Thursday, June 17, 2004

The Day After: Well Bloomsdayhas come and goneand I don'tfeel anymoresurrealordirtyor"modern" than the day before.

Okay sorry about that - just my tiny tribute to the crazy one-eyed Irish ex-pat.

I've picked up "Ulysses" twice. Once to buy it, once to read it. I confess however to being one of those who didn't get through the first 50 pages. I then put it down, where it sits on my shelf, cursing at me.

Now, I'm not shy about dense, modern books. Hell, Eno knows well my love for the post-modern genre (although Ulysses is technically just "modern"). From "Gravity's Rainbow" to "Infinite Jest", I have not ducked those thousand page books, with their footnotes, thrice-removed derivative references, and hallucinatory excursions.

With Ulysses, I just couldn't get my foot far enough in the door for it to latch hold. Well, I'm going to try once more. Not because I intend to brag about it, or that my self-image as a man of all seasons needs burnishing. Just because I want to understand what all the fuss is about.
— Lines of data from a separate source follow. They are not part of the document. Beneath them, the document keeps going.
Issue #240, opened 2019-10-01
Setup Motor Board Emulator project


antoinealb:
* UAVCAN
* CMake
* SocketCAN
* C++ based
* (gGRPC)

PR #246, opened 2019-10-04
Setup motor board emulator UAVCAN + Cmake

antoinealb:
This pull request set ups the base project for our simulation idea. It spins up a single node, giving it a CAN id and a CAN name based on the commandline flags.

It adds a dependency on Abseil, which I like as a stdlib extension after using it at work, but maybe we should discuss whether or not we are ok with this dependency.

We will most likely review this during the next software call.

Fixes issue #240 

Tested manually by running it on a virtual SocketCAN adapter and querying the bus with UAVCAN's monitoring tools.

### DIFF
--- a/hitl/logging.cpp
+++ b/hitl/logging.cpp
@@ -2,16 +2,24 @@
 #include <cstdarg>
 #include "error/error.h"
 #include "absl/flags/flag.h"
+#include "absl/synchronization/mutex.h"
 
 ABSL_FLAG(bool, verbose, false, "Enable verbose logging.");
+static ABSL_CONST_INIT absl::Mutex logging_lock(absl::kConstInit);
 
 static void log_message(struct error* e, ...)
 {
+    absl::MutexLock l(&logging_lock);
     va_list va;
     va_start(va, e);
     printf("%s ", error_severity_get_name(e->severity));
     vprintf(e->text, va);
+    printf("\n");
     va_end(va);
+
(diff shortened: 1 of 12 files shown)


antoinealb:
Tested today, and it is possible to have several UAVCAN instances in the same process (several threads). Therefore the whole gRPC design might not be needed.

@nuft Back to the whiteboard !

hitl/logging.cpp
```diff
@@ -0,0 +1,34 @@
+#include <cstdio>
+#include <cstdarg>
+#include "error/error.h"
+#include "absl/flags/flag.h"
+#include "absl/synchronization/mutex.h"
+
+ABSL_FLAG(bool, verbose, false, "Enable verbose logging.");
+static ABSL_CONST_INIT absl::Mutex logging_lock(absl::kConstInit);
```
nuft: why not use `std::mutex`?

nuft:
> Therefore the whole gRPC design might not be needed.

Interesting, we should keep it simple - at least for the first version.
So maybe keep everything in a single process?

hitl/logging.cpp
antoinealb: https://abseil.io/about/design/mutex

That being said it's mostly habit and we could use std mutex if you prefer.

antoinealb:
Yes I would advocate for a two process design: still separating the visualization.

hitl/logging.cpp
nuft: No, let's keep abseil

Issue #242, opened 2019-10-01
message bus topic injection via UDP


antoinealb:
See https://git.antoinealb.net/antoinealb/hydrocontest-fw/blob/master/src/telemetry/udp_topic_injector.c

antoinealb:
This will most likely not be needed, as we now have a simulator that is interface 100% over UAVCAN.

PR #248, opened 2019-10-17
[WIP] UDP topic injector

nuft:
Addresses #242
- [x] Add topic injector by @antoinealb 
- [x] Test topic broadcaster
- [x] Enable debug output UART3 over Nucleo144 ST-Link
- [ ] Test topic injector


master-firmware/src/udp_topic_injector.c
```diff
@@ -10,6 +10,9 @@ static void udp_topic_injector_thd(void *p)
 
     struct netconn *conn;
 
+    chThdSetPriority(HIGHPRIO);
```
antoinealb: Can you add a comment explaining why HIGHPRIO is required there ?

master-firmware/src/debug/log.c
```diff
@@ -13,7 +13,7 @@
 #include "usbconf.h"
 #include "gui.h"
 
-#define OUTPUT_STREAM ((BaseSequentialStream*)&SD7)
+#define OUTPUT_STREAM ((BaseSequentialStream*)&SD3)
```
antoinealb: What does SD7 & SD3 point to ?

master-firmware/src/main.c
```diff
@@ -185,6 +186,8 @@ int main(void)
 {
     /* Initializes a serial driver.  */
     sdStart(&SD7, &debug_uart_config);
+    palSetPadMode(GPIOD, GPIOD_PIN8, PAL_MODE_ALTERNATE(7) | PAL_STM32_PUPDR_PULLUP); // ST-Link UART3 TX
```
antoinealb: palSetMode should be replaced by changes in board.h in my opinion.

master-firmware/src/debug/log.c
antoinealb: Is this to debug using just a Nucleo, outside a robot?

antoinealb:
Rebased on current master for testing with #261 next time we get some time with hardware.

master-firmware/src/udp_topic_injector.c
SyrianSpock: https://github.com/cvra/robot-software/blob/master/master-firmware/src/priorities.h ?

master-firmware/src/udp_topic_injector.c
```diff
@@ -0,0 +1,43 @@
...
+
+    struct netconn* conn;
+
+    chThdSetPriority(HIGHPRIO);
+    chRegSetThreadName(__FUNCTION__);
+
+    /* Listens to UDP on port 10'000 */
+    conn = netconn_new(NETCONN_UDP);
+    chDbgAssert(conn != NULL, "Cannot create a connection object");
+    netconn_bind(conn, IPADDR_ANY, 10000);
```
SyrianSpock: port as param?

antoinealb: That would also require watching the port for changes, and reclosing/reopening it if the port changes. Considered out of scope.

master-firmware/src/udp_topic_injector.c
SyrianSpock: it's confusing, why not create it as `HIGHPRIO` below? and it's good point, why`HIGHPRIO`? I'd expect debugging tasks to be `NORMALPRIO` or `LOWPRIO`

antoinealb: I am not sure if it warrants being entered in the priority table. This implementation can only work if this thread is of the higher priority, otherwise messages will be lost. Plus priorities.h is not even used by a lot of people.

master-firmware/src/udp_topic_injector.c
```diff
@@ -0,0 +1,43 @@
...
+        /* Read a datagram */
+        if (netconn_recv(conn, &buf) != ERR_OK) {
+            continue;
+        }
+
+        /* TODO: Better than a static object ? */
+        static uint8_t msg[1024];
+        netbuf_copy(buf, msg, sizeof(msg));
+
+        messagebus_inject_encoded_message(&bus, msg, netbuf_len(buf));
```
SyrianSpock: as if it was meant to work with UDP :stuck_out_tongue:

antoinealb: ? What do you mean ?

SyrianSpock: thatwasajoke

master-firmware/src/udp_topic_injector.c
SyrianSpock: OK

master-firmware/src/ally_position_service.c
```diff
@@ -113,6 +113,6 @@ void ally_position_start(void)
     static THD_WORKING_AREA(receive_wa, 2048);
     parameter_namespace_t* ip_ns = parameter_namespace_find(&global_config, "/ip");
     parameter_string_declare(&ally_ip, ip_ns, "ally_address", ally_ip_buffer, sizeof(ally_ip_buffer));
-    chThdCreateStatic(send_wa, sizeof(send_wa), NORMALPRIO, position_send_thread, NULL);
-    chThdCreateStatic(receive_wa, sizeof(receive_wa), NORMALPRIO, position_receive_thread, NULL);
+    // chThdCreateStatic(send_wa, sizeof(send_wa), NORMALPRIO, position_send_thread, NULL);
+    // chThdCreateStatic(receive_wa, sizeof(receive_wa), NORMALPRIO, position_receive_thread, NULL);
```
SyrianSpock: can we remove this altogether?

master-firmware/src/udp_topic_injector.c
SyrianSpock: > This implementation can only work if this thread is of the higher priority

Sad. We can't do `chThdSetPriority(HIGHESTPRIO());` :crying_cat_face:. Why do you need the higher priority? I'm worried about the control/odometry threads. :thinking: 

> Plus priorities.h is not even used by a lot of people.

Sure, but if it's the way to go, we can make every thread use it. RE-FAC-TO-RING!G

antoinealb: HIGHPRIO is by defintion the highest priority supported by the ChibiOS kernel IIRC. We need the highest priority here to avoid dropping messagebus messages, although that might be acceptable. I don't think the odometry thread will be starved by this more than anything, the position manager is already running at NORMALPRIO, along with everything else.

> Sure, but if it's the way to go, we can make every thread use it. RE-FAC-TO-RING!

Sure, but then we should file a bug and someone should implement it.

SyrianSpock: > HIGHPRIO is by definition the highest priority supported by the ChibiOS kernel IIRC
 
I didn't know that, seems OK.

> We need the highest priority here to avoid dropping messagebus messages, although that might be acceptable.

Not acceptable to drop messages? :thinking: 

> I don't think the odometry thread will be starved by this more than anything, the position manager is already running at NORMALPRIO, along with everything else.

Fair enough, can we verify this when running a hardware test?

> Sure, but then we should file a bug and someone should implement it.

Ask no more: #265

master-firmware/src/ally_position_service.c
SyrianSpock: ?

PR #252, opened 2019-11-06
Actuator board firmware skeleton

antoinealb:
Not tested on any hardware yet, but starts the software project for this board.


antoinealb:
It will most likely not be hardware tested before the merge. That's because I want to start working on this firmware ASAP, to have it ready for testing and debugging once the PCBs arrive. On the other hand I don't want to do a giant 3k LOC pull request in one go, so I believe the best is reviewing that one and merging it without testing.

For now I realized that this new firmware is not covered by our CI, so that's definitely something we should have before merge.

SyrianSpock:
Sounds fair, let's go like this, but how far are we from testing on hardware to validate this?

PR #253, opened 2019-11-14
Honeywell pressure sensor driver for pump board

antoinealb:
Not tested on hardware, as we don't have hardware yet.

**Note:** This shows more commit than there actually is in this PR. It needs to be rebased once #252 lands.


SyrianSpock:
Merge?

PR #602, opened 2016-06-23
Fixed pre/postmultrotate methods

jtorresfabra:


sources/osg/Matrix.js
```diff
@@ -652,9 +653,9 @@ var Matrix = {
     postMultRotate: ( function () {
         var r = matrixCreate();
         return function ( matrix, quat ) {
-            Matrix.makeRotateFromQuat( r, quat );
+            Matrix.makeRotateFromQuat( quat, r );
             Matrix.postMult( matrix, r );
-            return matrix;
+            return r;
```
stephomi: r is a local temporary variable, shouldn't it be Matrix.postMult(r, matrix) ?

jtorresfabra: humm..Sorry I'm probably a bit slow today,  I don't get it:
The result of doing premult( a, b ) should be equal to postmult( b, a ). Isn't it? 
So if I do what you say,( postmult( r, matrix ) ) then is the same as premult(matrix, r ), which is not the intended way. 

What I'm missing?

stephomi: preMult( a, b ) -> a = a * b
postMult( b, a ) -> a = b * a
The "pre" and "post" simply tell where the result will be stored

jtorresfabra: So postmult(a,b) gives the same result as premult(a,b) ? The only thing that changes is the variable where you store the result? 

This is a bit confusing. 
Tomorrow I will review the maths. Thanks for your comments :+1:

stephomi: > So postmult(a,b) gives the same result as premult(a,b) ? The only thing that changes is the variable where you store the result?

Yes that's it.
You can use mult(a, b, result), which is not confusing and result can be either a or b.

jtorresfabra: I'm gonna test now, but matrices don't have conmutative property, so if what you say is true, then is somethign too wrong in osgjs.

jtorresfabra: Ok so what you say is true, but the maths in osgjs are wrong in my opinion.

jtorresfabra: @stephomi changed the PR to follow osgjs convention. I talked whith @cedricpinson  and all is clear.

PR #603, opened 2016-06-24
Makes the gizmo more flexible

stephomi:
The gizmo is more flexible for example you can set a flag on a node that only says "you can rotate me in x, and translate me in x and z".

### DIFF
--- a/sources/osgUtil/NodeGizmo.js
+++ b/sources/osgUtil/NodeGizmo.js
@@ -161,15 +161,22 @@ var NodeGizmo = function ( viewer ) {
 
 // picking masks
 NodeGizmo.NO_PICK = 1 << 0;
-NodeGizmo.PICK_ARC = 1 << 1;
-NodeGizmo.PICK_ARROW = 1 << 2;
-NodeGizmo.PICK_PLANE = 1 << 3;
+NodeGizmo.PICK_ARC_X = 1 << 1;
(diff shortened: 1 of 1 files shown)


sources/osgUtil/NodeGizmo.js
```diff
@@ -271,11 +278,27 @@ NodeGizmo.prototype = MACROUTILS.objectInherit( MatrixTransform.prototype, {
...
+
         var mask = this._attachedNode.editMask;
+
         this.setNodeMask( mask & NodeGizmo.PICK_GIZMO ? NodeGizmo.NO_PICK : 0x0 );
+
         this._translateNode.setNodeMask( mask & NodeGizmo.PICK_ARROW ? NodeGizmo.PICK_ARROW : 0x0 );
         this._rotateNode.setNodeMask( mask & NodeGizmo.PICK_ARC ? NodeGizmo.PICK_ARC : 0x0 );
         this._planeNode.setNodeMask( mask & NodeGizmo.PICK_PLANE ? NodeGizmo.PICK_PLANE : 0x0 );
+
+        this._translateNode.children[ 0 ].setNodeMask( mask & NodeGizmo.PICK_ARROW_X ? NodeGizmo.PICK_ARROW_X : 0x0 );
```
cedricpinson: dont access children in node, use an accessors

PR #606, opened 2016-06-28
Fix for coverity issues

jtorresfabra:


sources/osgDB/Input.js
```diff
@@ -504,6 +504,7 @@ Input.prototype = {
                 type = 'Uint8Array';
             } else {
                 Notify.warn( 'Typed Array ' + window.Object.keys( jsonObj.Array )[ 0 ] );
+                vb = jsonObj.Array.Float32Array;
```
cedricpinson: why ?

jtorresfabra: It seems I mislead the case. 
The point is that vb could potentially be undefined as it is created here https://github.com/cedricpinson/osgjs/blob/master/sources/osgDB/Input.js#L495 and then accesed here https://github.com/cedricpinson/osgjs/blob/master/sources/osgDB/Input.js#L510

Adding this could be enough.
`if ( vb !== undefined && vb.File ) {`

PR #619, opened 2016-07-15
Performance Improvement

cedricpinson:


sources/osg/State.js
```diff
@@ -1157,48 +1150,142 @@ State.prototype = MACROUTILS.objectLibraryClass( MACROUTILS.objectInherit( Objec
...
+        if ( internalArray.length < 16 ) {
+            if ( internalArray instanceof Float32Array ) {
+                cacheData = new Float32Array( internalArray.length );
+            } else if ( internalArray instanceof Int32Array ) {
+                cacheData = new Int32Array( internalArray.length );
+            } else if ( internalArray instanceof Array ) {
+                cacheData = new Array( internalArray.length );
+            } else {
+
+                console.log( 'not found' );
```
jtorresfabra: Notify.log?

cedricpinson:
performance branch
screen shot 2017-04-05 at 18 46 51

master branch
screen shot 2017-04-05 at 16 52 29

stephomi:
On the performance example without complexStateSet=true the performance branch is a lot slower for me (items 4 and depth 3).

From left to right : for-in-experiment, master, performance-test
Test with multiple loading and it's consistent

sans titre

cedricpinson:
I merged the options for complex stateSet in master

sources/osg/Utils.js
```diff
@@ -167,6 +167,117 @@ Utils.createPrototypeClass = function ( Constructor, prototype, libraryName, cla
...
+
+// ===============================================
+
+
+var typeMemberIndex = 0;
+var textureTypeMemberIndex = 0;
+var stateAttributeTypeMember = {};
+var textureStateAttributeTypeMember = {};
+var attributeTypeIndex = 0;
+var stateAttributeType = {};
```
jtorresfabra: Not sure is better to use maps, to avoid duplication

sources/osg/CullVisitor.js
```diff
@@ -76,8 +76,19 @@ var CullVisitor = function () {
 
 };
 
+CullVisitor.registerApplyNodeType = function ( type, apply ) {
```
cedricpinson: agree

sources/osg/CullVisitor.js
```diff
@@ -477,7 +488,7 @@ CullVisitor.prototype = MACROUTILS.objectInherit( CullStack.prototype, MACROUTIL
 // Camera cull visitor call
 // ANY CHANGE, any change : double check in rendere Camera code
 // for the first camera
-CullVisitor.prototype[ Camera.typeID ] = function ( camera ) {
+var CameraApply = function ( camera ) {
```
cedricpinson: agree

sources/osg/Utils.js
cedricpinson: I dont understand {} there is no risk of duplication ?

jtorresfabra: forget it.

Kuranes:
👍 Love it.
++ utils for osg object creation
++ cullVisitorHelper.registerApplyFunction 

in the helper in utils to create prototype of classes, could even had some assert (deveblock) checking for missing mandatory methods. ( for StateAttribute I would the "clone" which I had problem with each time I made a new stateattribute )

cedricpinson:
@Kuranes Yeah that would be great to have cloneType also built by default in this helper, but we have some class that needs to do something specific  like:
```
    cloneType: function () {
        return new ShadowCastAttribute( true );
    },
```
It's not the only one, but it means we should change the default behavior to be sure default Constructor generate a default state. It's normal that in some case it needs something specific, but we will check that later

jtorresfabra:
Needs rebase now :(

PR #624, opened 2016-07-17
Enhance performance sample

Kuranes:
Adds gui and option to be able to test more performances related renderings

Mesh related:
- deepnees of tree
- number of item of branches
- use different geom at each item or only one item ("instancing")

Stateset/Texture
- with or without texture (which makes it stateset -less)
- number of texture
- texture size

### DIFF
--- a/examples/performance/index.html
+++ b/examples/performance/index.html
@@ -6,13 +6,20 @@
     <link rel="stylesheet" type="text/css" href="../templates/css/base.css">
 
     <!-- Javascript -->
+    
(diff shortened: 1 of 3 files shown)


jtorresfabra:
@Kuranes Is it possible that you want to merge against master and not develop?

Kuranes:
( unclear to me is the new workflow. will ask )

cedricpinson:
Workflow is the same just master is the main branch now 

Cedric

cedricpinson:
I am closing it to avoid confusion. should be rebased on master

PR #628, opened 2016-07-18
Adds udpate callback counter to avoid traversing

cedricpinson:


sources/osgUtil/NodeGizmo.js
```diff
@@ -535,10 +535,11 @@ NodeGizmo.prototype = MACROUTILS.objectInherit( MatrixTransform.prototype, {
 
     getTransformType: function ( node ) {
         var n = node;
-        while ( n.parents.length > 0 ) {
+        var parents = n.getParents();
```
stephomi: Infinite loop... should be ``while(n.getParents().length)`` and ``n = n.getParents()[0]``

sources/osg/UpdateVisitor.js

Maybe I won't like it; and if that's the case I'll be man enough to admit it. But I should try, at least.

Once I finish my current book "Whirlwind" by Clavell (no slouch himself in the page number department) I shall once again embark on Joyce. It may be a while, but I will fill you in on my findings.

2 comments:

enobarbus said...

Why bother? Joyce was a waterheaded babbling Francophile idiot. My hacks through the pigweeds of Finnegans Wake and Portrait of the Oddest ("Hey ottist, paint this!") took up too much of my valuable time.

Better to spend that time on the likes of your Clavell; at least you'll enjoy it. As I mentioned regarding music a few weeks ago, I'm a firm disbeliever in the "take your medicine" school of the arts, the idea that you can't be well rounded until you've read, say, Ethan Frome.

Hogwash. Read what you like, and like what you read. There are no chores in the arts. Some books may be more difficult than others, but why should they be lacking in delights? Ulysses, it seems to me, is part of that web of art for the winking set -- the kind of people who think challenging visual art means vivisected sharks or stacks of canned human feces. Experimental art.

That's not to say that one shouldn't experiment with art; but one should be able to tell the failed experiments from the successes.

enobarbus said...

By the by: Sorry I haven't contributed today. I'm having trouble getting Blogger to cooperate. I almost had to e-mail you and ask you to add the above Joyce comment, to your own post, on my behalf.